PLoS One. 2017 Jul 27;12(7):e0181490. doi: 10.1371/journal.pone.0181490. eCollection 2017.

Abstract

Effective biologic therapeutics require binding affinities that are fine-tuned to their disease-related molecular target. The ADAPT (Assisted Design of Antibody and Protein Therapeutics) platform aids in the selection of mutants that improve/modulate the affinity of antibodies and other biologics. It uses a consensus z-score from three scoring functions and interleaves computational predictions with experimental validation, significantly enhancing the robustness of the design and selection of mutants. The platform was tested on three antibody Fab-antigen systems that spanned a wide range of initial binding affinities: bH1-VEGF-A (44 nM), bH1-HER2 (3.6 nM) and Herceptin-HER2 (0.058 nM). Novel triple mutants were obtained that exhibited 104-, 46- and 32-fold improvements in binding affinity for each system, respectively. Moreover, for all three antibody-antigen systems over 90% of all the intermediate single and double mutants that were designed and tested showed higher affinities than the parent sequence. The contributions of the individual mutants to the change in binding affinity appear to be roughly additive when combined to form double and triple mutants. The new interactions introduced by the affinity-enhancing mutants included long-range electrostatics as well as short-range nonpolar interactions. This diversity in the types of new interactions formed by the mutants was reflected in SPR kinetics that showed that the enhancements in affinities arose from increasing on-rates, decreasing off-rates or a combination of the two effects, depending on the mutation.
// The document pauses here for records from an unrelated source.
PR #15310, opened 2025-04-02
Resources: Add device's filesystem UUID if present

roosterfish:
This allows MicroCloud checking (https://github.com/canonical/microcloud/pull/724) whether or not a device is already used after fetching the list of disks from `/1.0/resources`. 

The PR adds another field `device_fs_uuid` to both disks and partitions returned from the resources endpoint.
A new API extension `resources_device_fs_uuid` is added to indicate this change.

### DIFF
--- a/doc/api-extensions.md
+++ b/doc/api-extensions.md
@@ -2638,3 +2638,7 @@ Adds new {config:option}`instance-security:security.delegate_bpf`.* group of opt
 ## `override_snapshot_profiles_on_copy`
 
 This adds a request option to set snapshot's target profile on instance copy to be inherited from target instance.
+
+## `resources_device_fs_uuid`
+
+Adds the field `device_fs_uuid` including the respective UUID to each disk and partition indicating whether or not a filesystem is located on the device.
--- a/lxd/resources/storage.go
+++ b/lxd/resources/storage.go
@@ -5,7 +5,6 @@ import (
 	"bytes"
 	"fmt"
 	"os"
-	"path"
 	"path/filepath"
 	"strconv"
 	"strings"
@@ -13,7 +12,6 @@ import (
 
 	"golang.org/x/sys/unix"
 
-	"github.com/canonical/lxd/shared"
 	"github.com/canonical/lxd/shared/api"
 )
 
@@ -438,24 +436,4 @@ func GetStorage() (*api.ResourcesStorage, error) {
 	}
 
 	return &storage, nil
-}
-
-// GetDisksByID returns all disks whose ID contains the filter prefix.
-func GetDisksByID(filterPrefix string) ([]string, error) {
-	disks, err := os.ReadDir(devDiskByID)
-	if err != nil {
-		return nil, fmt.Errorf("Failed getting disks by ID: %w", err)
-	}
-
-	var filteredDisks []string
-	for _, disk := range disks {
-		// Skip the disk if it does not have the prefix.
-		if !shared.StringHasPrefix(disk.Name(), filterPrefix) {
-			continue
-		}
-
-		filteredDisks = append(filteredDisks, path.Join(devDiskByID, disk.Name()))
-	}
-
-	return filteredDisks, nil
 }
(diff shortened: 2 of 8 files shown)


shared/util.go
```diff
@@ -819,6 +819,16 @@ func StringMapHasStringKey(m map[string]string, keys ...string) bool {
 	return false
 }
 
+// BlockFsUUID returns the UUID of a filesystem from the block device.
+func BlockFsUUID(pathName string) (string, error) {
```
tomponline, line 823: We should really only be moving things *out* of the bloated catch-call `shared` package and not into it.

As `lxd/resources` is already AGPL 3.0, there should be no problem with it consuming other packages that are outside of `shared`.

So I suggest moving this function into `lxd/storage/filesystem` as that seems more appropriate.

tomponline: It could also be in `lxd/storage/block` potentially.

And the "Fs" should be "FS" I think as its an acronym.

doc/api-extensions.md
```diff
@@ -2638,3 +2638,7 @@ Adds new {config:option}`instance-security:security.delegate_bpf`.* group of opt
 ## `override_snapshot_profiles_on_copy`
 
 This adds a request option to set snapshot's target profile on instance copy to be inherited from target instance.
+
+## `resources_device_fs_uuid`
```
tomponline, line 2642: this should be part of the previous commit as per https://github.com/canonical/lxd/blob/main/CONTRIBUTING.md#commit-structure

shared/api/resource.go
```diff
@@ -679,6 +679,12 @@ type ResourcesStorageDisk struct {
 	//
 	// API extension: resources_disk_address
 	USBAddress string `json:"usb_address,omitempty" yaml:"usb_address,omitempty"`
+
+	// UUID of the filesystem on the device
+	// Example: 9313518c-0e13-4067-9746-5c1703830b78
+	//
+	// API extension: resources_device_fs_uuid
+	DeviceFSUUID string `json:"device_fs_uuid" yaml:"device_fs_uuid"`
```
tomponline, line 687: Presumably the population of this field is mutually exclusive to the Partitions field right?

doc/api-extensions.md
roosterfish: Fixed.

lxd/resources/storage.go
tomponline, line 1: nice

tomponline, line 1: nice

lxd/resources/storage.go
```diff
@@ -420,6 +427,12 @@ func GetStorage() (*api.ResourcesStorage, error) {
 				}
 			}
 
+			// Pull device filesystem UUID information.
+			disk.DeviceFSUUID, err = block.DiskFSUUID(filepath.Join("/dev", entryName))
+			if err != nil {
+				return nil, err
```
tomponline, line 433: do we want this to be an error scenario?

lxd/resources/storage.go
```diff
@@ -357,6 +358,12 @@ func GetStorage() (*api.ResourcesStorage, error) {
 
 				partition.Size = partitionSize * 512
 
+				// Pull device filesystem UUID information.
+				partition.DeviceFSUUID, err = block.DiskFSUUID(filepath.Join("/dev", subEntryName))
+				if err != nil {
+					return nil, err
```
tomponline, line 364: do we want this to be an error scenario?

lxd/resources/storage.go
roosterfish: Same as in https://github.com/canonical/lxd/pull/15310/files#r2030934069.

tomponline (approved):

tomponline (changes requested):
Error: lxd/storage/block/utils.go:18:7: exported: exported const DevDiskByID should have comment or be unexported (revive)
const DevDiskByID = "/dev/disk/by-id"

roosterfish:
@tomponline lint errors fixed now, missed a few due to the renaming.

tomponline (approved):

roosterfish:
@tomponline can I add a PR to backport this to 5.21?

tomponline:
> @tomponline can I add a PR to backport this to 5.21?

Be my guest :)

ADAPT is a very focused search of sequence space and required only 20-30 mutants for each system to be made and tested to achieve the affinity enhancements mentioned above.

MeSH terms

  • Antibodies / therapeutic use*
  • Antibody Affinity / immunology
  • Drug Design*
  • Immunoglobulin Fab Fragments / immunology
  • Models, Molecular
  • Mutation / genetics
  • Recombinant Proteins / therapeutic use*
  • Surface Plasmon Resonance
  • Thermodynamics
  • Vascular Endothelial Growth Factor A / metabolism

Substances

  • Antibodies
  • Immunoglobulin Fab Fragments
  • Recombinant Proteins
  • Vascular Endothelial Growth Factor A

Grants and funding

MO, YD and EOP were partially funded by an Explore grant from CQDM (http://cqdm.org). Additional funding was provided by the National Research Council Canada. There was no additional external funding received for this study.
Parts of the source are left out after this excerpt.